• **Your objective**: Each line in the entries below that holds the word "workflows" belongs in the answer.
START Provided records
PR #1711, opened 2026-04-22
GitHub Actions: use zizmor to harden existing workflows

glaubinix:
This introduces [zizmor](https://github.com/zizmorcore/zizmor) a static analyzer for GitHub Actions to harden existing GitHub Action workflows and adds a new workflow to analyze any future changes to those workflows.

I didn't introduce any new concurrency limitations. Happy to add that if wanted but don't think this is necessary.

### DIFF
--- a/.github/workflows/conductor.yaml
+++ b/.github/workflows/conductor.yaml
@@ -1,22 +1,29 @@
 # See the Conductor setup guide at https://packagist.com/docs/conductor/getting-started
 
+name: Private Packagist Conductor
+
 on:
   repository_dispatch:
     types:
       - dependency_update
 
-name: Private Packagist Conductor
+concurrency:
+    group: ${{ github.workflow }}
 
-permissions:
-  contents: write
+permissions: {}
 
 jobs:
   conductor:
     name: Private Packagist Conductor
     runs-on: ubuntu-24.04-arm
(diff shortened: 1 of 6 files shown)


.github/workflows/conductor.yaml
```diff
@@ -1,22 +1,26 @@
...
-  contents: write
+permissions: {}
 
 jobs:
   conductor:
     name: Private Packagist Conductor
     runs-on: ubuntu-24.04-arm
 
+    permissions:
+        contents: write # Allow Conductoor to push commits with composer.json/.lock changes
```
Seldaek:
```suggestion
        contents: write # Allow Conductor to push commits with composer.json/.lock changes
```

.github/workflows/conductor.yaml
```diff
@@ -1,22 +1,26 @@
 # See the Conductor setup guide at https://packagist.com/docs/conductor/getting-started
 
-on:
+on: # zizmor: ignore[concurrency-limits]
```
Seldaek: It'd be nice to fix those IMO rather than ignoring.

glaubinix: done

Seldaek:
Thanks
END Provided records
• **Output for this exercise**:
GitHub Actions: use zizmor to harden existing workflows
This introduces [zizmor](https://github.com/zizmorcore/zizmor) a static analyzer for GitHub Actions to harden existing GitHub Action workflows and adds a new workflow to analyze any future changes to those workflows.
--- a/.github/workflows/conductor.yaml
+++ b/.github/workflows/conductor.yaml
.github/workflows/conductor.yaml
.github/workflows/conductor.yaml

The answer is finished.